MPI_SEND takes huge part of virtual memory
Asked Answered
P

2

7

Debugging my program on big counts of kernels, I faced with very strange error of insufficient virtual memory. My investigations lead to peace of code, where master sends small messages to each slave. Then I wrote small program, where 1 master simply send 10 integers with MPI_SEND and all slaves receives it with MPI_RECV. Comparison of files /proc/self/status before and after MPI_SEND showed, that difference between memory sizes is huge!
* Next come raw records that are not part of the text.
PR #26, opened 2026-09-16
chore: move the intel/gpu-ai-skills pin to 0b4fafd09c5e

xaleryb:
`intel/gpu-ai-skills` has moved on `main` and this repository's copy of it has not. Opened by `tools/check_upstream.py`; the bytes are upstream's at the new commit, written by `tools/sync_external.py --write`.

- pin: `3fb51a0b69527fadcdec3e4ae6b84121d39115dc` -> `0b4fafd09c5eb4cc5daf532d915ef5984a919775`
- upstream diff: https://github.com/intel/gpu-ai-skills/compare/3fb51a0b6952...0b4fafd09c5e
- changed upstream: `model-config-recommend`, `torch-xpu-run`, `vllm-xpu-bench`, `vllm-xpu-profile`, `vllm-xpu-run`, `xpu-container-run`, `xpu-deploy-plan`, `xpu-profile-unitrace`, `xpu-system-setup`
- unchanged upstream, re-vendored because the pin moved: `cuda-to-xpu-migration`, `llamacpp-xpu-run`, `model-can-it-fit`, `sglang-xpu-bench`, `sglang-xpu-run`, `torch-xpu-bench`, `torch-xpu-profile`, `xpu-discover`, `xpu-model-type-detect`, `xpu-port`, `xpu-runtime-preflight`

What this does not decide is whether the new text should be merged. An import is somebody else's document, so a change in it is a change somebody made there: the checks below answer the structural half, and the diff is worth reading.

If no checks are listed, this pull request was opened with `GITHUB_TOKEN`, which does not start workflow runs. Push to the branch, or close and reopen it, to get them.

PR #27, opened 2026-09-16
feat: propose the pin move when an imported skill changes upstream

xaleryb:
`sync_external.py --check` proves an imported skill is still the bytes of its pinned commit. Nothing proved the pin is still the commit upstream maintains, and that failure is silent: every check here stays green while what this catalog publishes falls behind what its authors ship. This is the other half.

- **`tools/check_upstream.py`** — compares the tree object id of each `external-path` at the pin against the same path at the tip of upstream's default branch. When a pinned directory moved, it moves `external-commit` everywhere this repository writes it down (every entry of that upstream, the twelve characters the group comment quotes, and `NOTICE`), re-vendors with `sync_external.py --write`, and opens one pull request per upstream on `sync/<upstream>-<commit>`.
- **`tools/upstream_git.py`** — the transport, now shared with `sync_external.py`.
- **`.github/workflows/upstream-sync.yml`** — weekly plus `workflow_dispatch` with a `dry-run` input; runs only in `intel/skills`; the one workflow here that writes.
- **`validate.yml`** — the detector's self-test, beside the two self-tests already there, because a scheduled job that stops detecting is not noticed until a Monday.

**What it does not do** is decide whether the new text should be published. An import is somebody else's document, so a change in it is a change somebody made there: the pull request's checks answer the structural half and a reviewer reads the diff.

**Why a directory hash and not upstream's HEAD.** Most commits upstream touch none of the skills imported here, so following HEAD would open a pull request that moves 23 pins, rewrites 23 `.source.json` files and changes no skill text. Per-path comparison costs 13.75 KiB of transfer per upstream and the whole survey runs in about three seconds; nothing is checked out, so the same code runs offline as the self-test above.

**No third-party code receives the write token** — plain `git` and `gh`, the stance `security.yml` already states.

**Token.** GitHub starts no workflow run for anything `GITHUB_TOKEN` does, including the branch push, so a pull request opened with it arrives with no checks. The job takes `UPSTREAM_SYNC_TOKEN || GITHUB_TOKEN`, warns in the run when it falls back, and every pull request it opens says which case it is in its body.

## Run, not assumed

- **#26 is this tool's own output**, opened by it against this repository: `intel/gpu-ai-skills` moved `3fb51a0b6952 -> 0b4fafd09c5e`, 9 of 20 pinned directories changed, 37 files, and the level 1 gate is green on it. `intel/intel-performance-skills` is at its pin and was correctly left alone.
- **`--self-test`**: 21 assertions against this tree's real pins, offline. `--mutate M1..M9` is nine distinct ways the detector can break — every one of them reports "nothing moved upstream", and every one of them turns the self-test red.
- **Idempotence on the live pull request**: a second run answers `SKIP intel/gpu-ai-skills: #26 (open) already proposes sync/gpu-ai-skills-0b4fafd09c5e`, including the case where the head branch lives in a fork.
- **Failure contracts**: an uncommitted working tree fails rather than carrying its changes into a pull request; a pin that no longer resolves fails; an upstream that cannot be reached warns and exits 0, for the same reason the link check does.
- `actionlint` and `zizmor --min-severity=medium --min-confidence=medium` are clean.

**Not run yet:** the workflow itself has never executed on a runner — the schedule, the empty `dry-run` input on a `schedule` event, `env.SYNC_TOKEN_SET` and the repository guard are static-checked only. A `workflow_dispatch` with `dry-run: true` right after this merges is what closes that, and it changes nothing when it runs.

Docs are in the same change: `MAINTAINERS.md` gains the workflow row, what the write permissions are for, the token trap, and how to run the same proposal by hand from a fork.


napetrov (approved):

vchamarthi:
Non-blocking: detection is per-directory, but bump() re-vendors every skill in the upstream group.
On #26, all 20 .source.json files were rewritten but only 9 of 20 skills changed. changed_skills.py saw 20, so skillspector ran 20 scans ([run 35152850182](https://github.com/intel/skills/actions/runs/35152850182) (https://github.com/intel/skills/actions/runs/35152850182)), 11 of them over identical bytes.

classify() already knows which dirs changed. Follow-up: 
changed_skills.py could skip skills whose only diff is .source.json. The weekly cron still catches scanner-rule drift.

PR #538, opened 2020-08-24
Fix some typo in context.md (ko and en)

seongjin605:
image

As in the picture above, bug can be caused by a markdown syntax problem(korean version).
In addition, please check commit logs for English typo.

Fix them please. 
thank you 😁


debs-obrien:
Thanks, yes we noticed this also in the english version due to TOC and fixed it. Thanks for fixing it in Korean version

seongjin605:
@debs-obrien I am very happy to be able to help nuxt.js users. Thank you very much for reviewing my PR with interest. 😄

PR #559, opened 2020-08-25
Update data-fetching.md

febrihidayan:
change name to title 😁


debs-obrien:
you're right. nice find 😊

PR #573, opened 2020-08-25
[Indonesia] Improve language structure

febrihidayan:
I did this because looking at the shop title page which is `the NuxtJS Toko` it should be `Toko NuxtJS`

screenshot


debs-obrien:
Thanks @febrihidayan . great work. However I prefer we use i18n interpolation instead of pre and post in lang files. The home page has an example of this so for the shop it would be similar
`<i18n
          path="shop.title"
          tag="h1"
          class=""
        >
          {{ $t('shop.title') }}
          <template v-slot:nuxt>
            <AppTitle />
          </template>
        </i18n>`

Then in the lang file:
id.js
`title: 'Toko {nuxt}',`
en.js
`title: '{nuxt} Shop',`

And add to all other translations.

You will see we started this for the home page which can be found in the components/partials/home and it makes sense to keep this same standard across the site as well as it is just much easier to maintain. Let me know if you need any help with it.

debs-obrien (changes requested):
use i18n interpolation for titles and not pre and post in lang file

febrihidayan:
@debs-obrien well, i will change it as soon as possible

febrihidayan:
@debs-obrien How can this be used in the head()?

debs-obrien:
I would use a meta tag for that like we have done on the index page

febrihidayan:
head
Could you show me the code for this problem

debs-obrien:
meta tags should be used for meta and not the title tag that is used in the head which contains styling etc. The index page has an example of how we have done this
`head() {
    return {
      title: this.$i18n.t('homepage.meta.title'),`
....

`homepage: {
    meta: {
      title: 'Nuxt.js - The Intuitive Vue Framework',
      description:
        'Build your next Vue.js application with confidence using NuxtJS. An open source framework making web development simple and powerful.'
    },`

febrihidayan:
```
...
<i18n path="shop.title" tag="h1" class="">
  {{ $t('shop.title') }}
  <template v-slot:nuxt>
    <AppTitle />
  </template>
</i18n>
...
head() {
  const title = this.$i18n.t('shop.title')

  return {
    title,
    ....
  }
}
...
```

id-ID.js
`shop: { title: 'Toko {nuxt}' }`

do i have to add like this? 🤔
id-ID.js
```
shop: {
  meta: {
    title: 'Toko NuxtJS'
  }
}
```

debs-obrien:
You will have to have both. So meta title and title. The meta will be normal text and the title will have the {nuxt} in it which provides the styling. So like in the index page (homepage in en_EN.js we have a property called meta and then we have titles and other texts. This is how it should be done. Meta should be separate and not include styling

febrihidayan:
Fine, I'll let you know if there are other mistakes 😀

pages/blog/index.vue
```diff
@@ -21,15 +25,15 @@
...
+                {{ $t('blog.nuxt_team') }}
               </NuxtLink>
             </template>
             <template v-slot:ambassadors>
               <NuxtLink
                 class="text-nuxt-green underline"
                 to="/team#nuxtCommunity"
               >
-                Nuxt.js Community
+                {{ $t('blog.ambassadors') }}
```
debs-obrien, line 36: this should be community. community includes ambassadors but it is more than just ambassadors

debs-obrien (changes requested):
looks great. Nice work. just one minor change needed. But really great job 💪

i18n/en-US.js
```diff
@@ -273,9 +273,9 @@ module.exports = {
     },
     title: '{nuxt} Blog',
     description:
-      'Discover articles from the {nuxtTeam} and {ambassadors} about NuxtJS, tips and tricks included!',
+      'Discover articles from the {nuxtTeam} and {nuxtCommunity} about NuxtJS, tips and tricks included!',
     nuxt_team: 'NuxtJS Team',
-    ambassadors: 'NuxtJS Community',
+    nuxt_community: 'NuxtJS Community',
```
debs-obrien, line 278: this needs to be Nuxt.js Community not NuxtJS. NuxtJS is for company and Nuxt.js is for open source. You will see it on the page https://nuxtjs.org/blog
Thanks 😊

debs-obrien (changes requested):
nice, sorry just noticed one minor thing if you could change it that would be awesome

febrihidayan:
I changed it like this 🙄

i18n/en-US.js
febrihidayan: I just found out about it 😅
i will change it back

debs-obrien:
fantastic work. well done.🤩

febrihidayan:
yeee!, finally finished 😊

The most interesting thing (which crashes my program), is that this memory won't deallocate after MPI_Send and still take huge space.

Any ideas?

 System memory usage before MPI_Send, rank: 0
Name:   test_send_size                                                                                
State:  R (running)                                                                                  
Pid:    7825                                                                                           
Groups: 2840                                                                                        
VmPeak:   251400 kB                                                                                 
VmSize:   186628 kB                                                                                 
VmLck:        72 kB                                                                                  
VmHWM:      4068 kB                                                                                  
VmRSS:      4068 kB                                                                                  
VmData:    71076 kB                                                                                 
VmStk:        92 kB                                                                                  
VmExe:       604 kB                                                                                  
VmLib:      6588 kB                                                                                  
VmPTE:       148 kB                                                                                  
VmSwap:        0 kB                                                                                 
Threads:    3                                                                                          

 System memory usage after MPI_Send, rank 0
Name:   test_send_size                                                                                
State:  R (running)                                                                                  
Pid:    7825                                                                                           
Groups: 2840                                                                                        
VmPeak:   456880 kB                                                                                 
VmSize:   456872 kB                                                                                 
VmLck:    257884 kB                                                                                  
VmHWM:    274612 kB                                                                                  
VmRSS:    274612 kB                                                                                  
VmData:   341320 kB                                                                                 
VmStk:        92 kB                                                                                  
VmExe:       604 kB                                                                                  
VmLib:      6588 kB                                                                                  
VmPTE:       676 kB                                                                                  
VmSwap:        0 kB                                                                                 
Threads:    3        
Post answered 26/10, 2012 at 14:23 Comment(4)
Which MPI implementation are you using, and what kind of network is this on?Rinaldo
It's Friday and most regular SO visitors have long but depleted their mana and are unable to guess things that you do not provide in your question. From the amount of registered memory I would guess that you are running over InfiniBand or another RDMA-enabled network. From the size of the data segment and the amount of registered memory I would also guess that you are not reusing the same buffer for all send operations but rather constantly allocating a new one. Please, prove me wrong by telling us what MPI library you use and showing us your sender's source code.Streaming
MPI: impi-4.0.3 COMPILER: intel-13.0Post
QDR Infiniband 4x/10G Ethernet/Gigabit EthernetPost
S
10

This is an expected behaviour from almost any MPI implementation that runs over InfiniBand. The IB RDMA mechanisms require that data buffers should be registered, i.e. they are first locked into a fixed position in the physical memory and then the driver tells the InfiniBand HCA how to map virtual addresses to physical memory. It is very complex and hence very slow process to register memory for usage by the IB HCA and that's why most MPI implementations never unregister memory that was once registered in hope that the same memory would later be used as a source or data target again. If the registered memory was heap memory, it is never returned back to the operating system and that's why your data segment only grows in size.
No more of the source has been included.